The consequences of Brexit are also a major concern. Anderson, who specialises in EU law, hopes that “after we have left there will be ways for us to continue to participate in such things as Europol and, of crucial importance, the European Arrest Warrant,” but he is fearful of reduced influence. Praising the UK’s role in shaping EU-wide security policy, he notes that he “can’t see how we can be making the headway in this field any more: we shall have to take what others have negotiated.”

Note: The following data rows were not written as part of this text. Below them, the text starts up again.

PR #9197, opened 2026-05-13
Add typed config schema with ACP custom methods

wpfleger96:
## Summary

Adds a comprehensive typed config schema (`GooseConfigSchema`) covering all `config_value!` keys plus structured blocks (`extensions`, `slash_commands`, `experiments`, `providers`), exposed via ACP custom methods `_goose/unstable/config/read` and `_goose/unstable/config/write`.

- `GooseConfigSchema` derives `schemars::JsonSchema` for standalone `config.schema.json` generation, with `from_config()` / `apply_to_config()` methods that read/write through the `active_provider` resolution chain for `GOOSE_PROVIDER`/`GOOSE_MODEL`
- Parallel DTO types (`ConfigSchemaDto`, `ExtensionConfigDto`, etc.) in `goose-sdk` bridge to `GooseConfigSchema` via serde, following the established cross-crate pattern (e.g., `ProviderInventoryEntryDto`)
- TypeScript SDK gets `GooseConfigRead()` / `GooseConfigWrite()` on `GooseExtClient` with Zod validators via the ACP codegen pipeline
- Sparse patch semantics on write: only non-`None` fields are persisted; `null` and missing are both no-ops (documented on `ConfigWriteRequest` and `apply_to_config`)
- `from_config` returns the resolved config view (env vars override file values); documented as intentional since sparse-patch writes prevent accidental persistence of env-only overrides
- CI step (`just check-config-schema`) ensures `config.schema.json` stays in sync with Rust types
- Serde round-trip drift test covers flat scalar fields plus nested `extensions`, `providers`, and `experiments` blocks

### Security & data consistency

- `Envs` struct uses a custom `Deserialize` impl that routes through `Envs::new()`, enforcing the 31-key `DISALLOWED_KEYS` blocklist (`PATH`, `LD_PRELOAD`, `DYLD_INSERT_LIBRARIES`, etc.) on all deserialization paths
- Extension writes merge caller-supplied entries with existing hidden platform extensions instead of replacing the whole map, preventing a read-modify-write cycle from permanently deleting hidden extension state
- `active_provider` and legacy `GOOSE_PROVIDER` flat key are both cleared when a providers-map write excludes the currently-active provider, preventing dangling references through all fallback paths in `get_active_provider()`

### Type safety

- All timeout/limit/retry `u64` fields changed to `u32` (values are well within range), fixing a TypeScript mismatch where Zod produced `bigint` but the TS type said `number`
- `GOOSE_MODE` uses a `schemars(schema_with)` annotation to generate a proper `'auto' | 'approve' | 'smart_approve' | 'chat'` union type in TypeScript instead of plain `string`


jamadeo:
Hey @wpfleger96 I am all for stronger typing, but in general we are moving away from the HTTP API in favor of what ACP: https://github.com/aaif-goose/goose/discussions/9173

We could explore adding stronger types around config within that protocol.

wpfleger96:
hey @jamadeo thanks for the direction here, I definitely want to stay aligned with the direction toward ACP! 

the core of this PR is the `GooseConfigSchema` struct and the `from_config()`/`apply_to_config()` logic, which are transport-agnostic and the REST endpoints were thin wrappers. I'm thinking I could rework this to drop the REST endpoints entirely and expose the typed config through ACP as `_goose/config/read` and `_goose/config/write` custom methods, following the same `_goose/*` extension pattern used by preferences, providers, etc.

is this more aligned with what you're thinking?

PR #9198, opened 2026-05-13
Prompt injection mitigation: update pattern-based detection

dorien-koelemeijer:
## Summary
This PR aims to decrease false positives in pattern-based detection, especially in `rm -rf` commands. Whenever the command injection classifier is not available (i.e. not enabled in settings or WARP disabled), there is an automatic fallback to pattern-based detection. The command injection classifier has reasonably high accuracy, but the pattern-based detection is harder to get right. 

### Changes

So does the risk of a terrorist attack on the EU increase after Brexit? Anderson pauses, before choosing his words with care. “The peoples of the European Union account for something like 7 per cent of the population of the world, and it is a dangerous and uncertain world,” he replies. “I would have thought that, as a matter of principle, we are safer to the extent that we can stand together. My concern would be, given the toxicity of other aspects of the negotiation, whether the terms of the divorce or free movement, that the necessary political focus is not directed to the security elements and we end up with something less than we need.”
It looks as though Anderson’s successor may face a harder task. Mindful of the suggestion that Brexit may be followed by withdrawal from the European Convention on Human Rights, Anderson notes that he “had the advantage of knowing that the human rights standards by which I have assessed our counter-terrorism laws are, broadly speaking, accepted,” but his successor cannot be completely sure. “Were that to change, the ability of governments to take us in unfortunate and even unpleasant directions could only increase.”
So as he prepares to hand in the keys to the secrets, knowing what he now knows, will David Anderson sleep easier? This time the pause is even longer.
“The government is entirely justified in stating that there is a severe threat from terrorism,” comes the eventual response. “But the chances of any individual being caught up in a terrorist act are miniscule. Crime must be suppressed, but ideas need to be challenged. Thomas Jefferson had it right when he said we have nothing to fear from the demoralising reasoning of some, if others are left free to demonstrate their errors.”